Exercise data:
+--

PR #783, opened 2017-02-28
Add support for angular cli tsconfig variants

robertohuertasm:
Last version of @angular-cli (rc1) introduces two variants of `tsconfig.json` to target the `app` and the `tests`

### DIFF
--- a/src/icon-manifest/supportedExtensions.ts
+++ b/src/icon-manifest/supportedExtensions.ts
@@ -306,7 +306,7 @@ export const extensions: IFileCollection = {
     { icon: 'todo', extensions: ['todo'], light: true, format: FileFormat.svg },
     { icon: 'toml', extensions: [], languages: [languages.toml], format: FileFormat.svg },
     { icon: 'travis', extensions: ['.travis.yml'], filename: true, format: FileFormat.svg },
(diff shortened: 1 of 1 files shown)


JimiC:
When did that happened? They release `rc0` on Friday and I just updated to that.

robertohuertasm:
Then take a look inside your `src` folder and in your `.angular-cli.json`

robertohuertasm:
I guess you just updated the `npm package` but if you create a new project you'll definitely see it.

JimiC:
I mean there is no `rc1` release.

JimiC:
And while you are at it I propose we also add `.angular-cli` to `angular` icon association cause it looks like they are heading that way.

robertohuertasm:
I agree but I'll wait until it happens .
I'm quoting you 😜 :
> "Let's cross that bridge when we come to it"

JimiC:
What about `tsconfig.e2e.json`?

robertohuertasm:
I totally missed it! 👍

JimiC:
I suspect that you don't use `e2e` on your projects. We neither but we do on the [ng-stompjs-demo](https://github.com/sjmf/ng2-stompjs-demo) that I contribute.

robertohuertasm:
To be honest, I haven't had the need of it for the moment. Unit tests are covering pretty much what we need as you can test events and interaction with them in your components.

PR #791, opened 2017-03-04
Add french translation for commands and configuration.

JimiC:


JimiC:
Neither does @robertohuertasm but an approval is now required in order to merge any PR.

robertohuertasm:
To honour the truth I have to say I do speak a little French but certainly my level is not the one needed to review any French translation :stuck_out_tongue_winking_eye:

package.nls.fr.json
```diff
@@ -0,0 +1,25 @@
+{
+  "command.regenerateIcons.title": "Appliquer Icônes Personnalisation",
```
robertohuertasm: I would say that this translation is not good. It sounds like a direct English translation.I would say something like `Appliquer la personnalisation des icônes`

package.nls.fr.json
```diff
@@ -0,0 +1,25 @@
...
+  "command.ngPreset.title": "Basculer Angular Préréglé (Niveau d'espace de travail)",
+  "command.jsPreset.title": "Basculer JS Officiel Préréglé (Niveau de l'utilisateur)",
+  "command.tsPreset.title": "Basculer TS Officiel Préréglé (Niveau de l'utilisateur)",
+  "command.jsonPreset.title": "Basculer JSON Officiel Préréglé (Niveau de l'utilisateur)",
```
robertohuertasm: These `toggle preset` translations also sound a little strange to me. I miss the article. If it's ok to you I'll ask one of my work colleagues to review these translations and will come back to you. He's from Belgium.

package.nls.fr.json
JimiC: Sis also expressed a reservation on the translation but I insisted on keeping them as minimal as possible. She told that even so the meaning gets through.

package.nls.fr.json
JimiC: Same as above. No objection to a second opinion.

package.nls.fr.json
```diff
@@ -0,0 +1,25 @@
...
+  "command.hideFoldersPreset.title": "Basculer la visibilité des icônes des dossiers (Niveau de l'utilisateur)",
```
robertohuertasm: I think the whole translation should be reviewed by a French native before being published. 

After consulting with my Belgian colleague he said to me that some parts of the texts are not real French (as I suspected). Of course any French man would understand it but that doesn't mean it's properly structured. In my opinion, we should not publish any translation until it's properly validated by a native.

JimiC:
Because this may take a while, I'm closing the PR.

JimiC:
@robertohuertasm Should we also disable the already added French translations for the messages?

robertohuertasm:
I will consult it with my colleague and let you know.

PR #794, opened 2017-03-07
Simplify scripts in package.json.

JimiC:
1. For `compile` script `-p ./` is implied for `tsc` and thus is redundant.
2. For `tslint` script, linter has a `--project` switch that reads the `include` and `exclude` definitions from the `tsconfig` thus ensuring that correct files get linted and we don't mistakenly again break linting.


tsconfig.json
```diff
@@ -13,9 +13,13 @@
     "sourceMap": true,
     "rootDir": "."
   },
+  "include": [
```
robertohuertasm: I guess that if we use the `include` section, the `exclude` section is no longer necessary.

JimiC: I have deliberately left both sections as they are now shared by the `Typescript` compiler and the `tslint`. I haven't tested removing the `exclude` section.

robertohuertasm: I did and it works. I also looked at the `tsconfig` [docs ](https://www.typescriptlang.org/docs/handbook/tsconfig-json.html) just in case and the `exclude` section can be removed without any issue.

JimiC: I read that too but wasn;t 100% sure. I'll remove it and see in the process.

Issue #650, opened 2017-01-19
[Request] Specific folder icons


JimiC:
### We are keeping here a list of requested folder icons.
We are going to update this list as we go along adding icons.

Before requesting a folder icon make sure to check out the already [supported folder list](https://github.com/vscode-icons/vscode-icons/wiki/ListOfFolders).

+--

Task description:
Up to and including the line that contains "-306,7 +306,7 @@", output the records above exactly, beginning with their first line.

Task response:
PR #783, opened 2017-02-28
Add support for angular cli tsconfig variants

robertohuertasm:
Last version of @angular-cli (rc1) introduces two variants of `tsconfig.json` to target the `app` and the `tests`

### DIFF
--- a/src/icon-manifest/supportedExtensions.ts
+++ b/src/icon-manifest/supportedExtensions.ts
@@ -306,7 +306,7 @@ export const extensions: IFileCollection = {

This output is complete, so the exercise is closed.